Paul van Geert (born 8 January 1950) is a Dutch linguist. He is currently a professor of developmental psychology at the University of Groningen, Netherlands. He is renowned for his work on developmental psychology and the application of dynamical systems theory in social science.

He is one of the members of the "Dutch School of Dynamic Systems" who proposed to apply time series data to study second language development along with de Bot, Lowie, and Verspoor.

== Career ==
Between 1967 and 1971, Geert studied psychology and educational sciences at Ghent University. In 1975, he was awarded with a PhD in Developmental psychology. In 1976, he became a lecturer at the University of Groningen.

In 1976, he was appointed as a Lecturer and in 1978 he became a Senior Lecturer at the University of Groningen.
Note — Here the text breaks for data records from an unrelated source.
PR #2683, opened 2026-01-14
Reimplement TypedMethod and TypedPublication using zod

ebroder:
I would probably recommend looking at just the new implementation rather than the diff.

Our existing Typed* systems built on top of `check` are fine I guess, but zod is great for putting (a) type declarations (b) type validations in the same place, which is one less set of code that we need to write when adding a method. I especially like the simplification this offers for `createHunt` and `updateHunt`, where we previously had to maintain basically two versions of the same complex validation. (Although I still would need to deal with `Object.keys(HuntPattern)` and replace that with some zod probing.

I'll proceed with conversion if this seems sufficiently interesting. (After Mystery Hunt, of course)

### DIFF
--- a/imports/methods/createPuzzle.ts
+++ b/imports/methods/createPuzzle.ts
@@ -1,16 +1,22 @@
-import type { GdriveMimeTypesType } from "../lib/GdriveMimeTypes";
+import z from "zod";
+import GdriveMimeTypes from "../lib/GdriveMimeTypes";
 import TypedMethod from "./TypedMethod";
 
-export default new TypedMethod<
-  {
-    huntId: string;
-    title: string;
-    url?: string;
-    tags: string[];
-    expectedAnswerCount: number;
-    docType: GdriveMimeTypesType;
-    allowDuplicateUrls?: boolean;
-    completedWithNoAnswer?: boolean;
-  },
-  string
->("Puzzles.methods.create");
+export default new TypedMethod(
+  "Puzzles.methods.create",
+  z.tuple([
+    z.strictObject({
+      huntId: z.string(),
+      title: z.string(),
+      url: z.string().optional(),
+      tags: z.string().array(),
+      expectedAnswerCount: z.number(),
+      docType: z.enum(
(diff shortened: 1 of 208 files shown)


ebroder:
For the record, I *think* that the framework changes here will mostly survive the Zod 4 upgrade, modulo needing to change `z.AnyZodTuple` to `z.ZodTuple`. The individual schema definitions would have to change more, so it's a good thing I haven't done those conversions yet

ebroder:
(Pushing this up because I find GH's web interface to be better for code reading, but this is Claude's take that I haven't reviewed yet)

imports/methods/createPuzzle.ts
```diff
@@ -1,16 +1,22 @@
...
+      title: z.string(),
+      url: z.string().optional(),
+      tags: z.string().array(),
+      expectedAnswerCount: z.number(),
+      docType: z.enum(
+        Object.keys(GdriveMimeTypes) as (keyof typeof GdriveMimeTypes)[],
+      ),
+      allowDuplicateUrls: z.boolean().optional(),
+      completedWithNoAnswer: z.boolean().optional(),
+    }),
```
ebroder, line 19: Left as a potential exercise for some future reader: extract an `EditablePuzzle` a la `EditableHunt` and use it here.

ebroder:
OK. I think this is ready for review at this point. I broke it up into separate commits for ease of review:

* The first two commits are bugs discovered while doing the conversion (I believe they became type errors where they previously were silent)
* The third commit (9029c462f63d2752d5431966f8d0e0afaa1b48ed) introduces the new implementations, and the fourth (c180adbb5a9e6a9b4989274f633f6fd7da0f3aad) adds some quick test coverage. I'd recommend against looking at the diffs and instead just reading the new code de novo.
* The final two commits are rote conversion of all TypedMethods and TypedPublications. They are long but should be easy to review.

@zarvox, since I've already made you do an annoying rebase of #2808 on top of the Zod 4 branch, I'm fine sitting on merging this until after that lands so you don't have to do another annoying rebase.

PR #2707, opened 2026-01-20
dependabot: upgrade stylelint deps together

zarvox:
Guessing that this is why all of #2688, #2693, and #2695 are failing.

### DIFF
--- a/.github/dependabot.yml
+++ b/.github/dependabot.yml
@@ -33,6 +33,10 @@ updates:
           - "slate"
           - "slate-history"
           - "slate-react"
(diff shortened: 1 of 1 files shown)


ebroder:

Between 1978 and 1979, he was a fellow at the Netherlands Institute of Advanced Studies in the Humanities and Social Sciences. In 1985, he was appointed as a Professor of Psychology and a Chair of Developmental Psychology at the University of Groningen. Between 1990 and 1992, he was the Dean of the Department of Psychology at the University of Groningen. Between 1992 and 1993, he was a fellow at the Center for Advanced Study in the Behavioral Sciences at Stanford University in California.

==Work==
Paul Geert was the first to apply the logistic function to model first language development in 1991.

He developed a Microsoft Excel VBA code to model developmental data in 2003.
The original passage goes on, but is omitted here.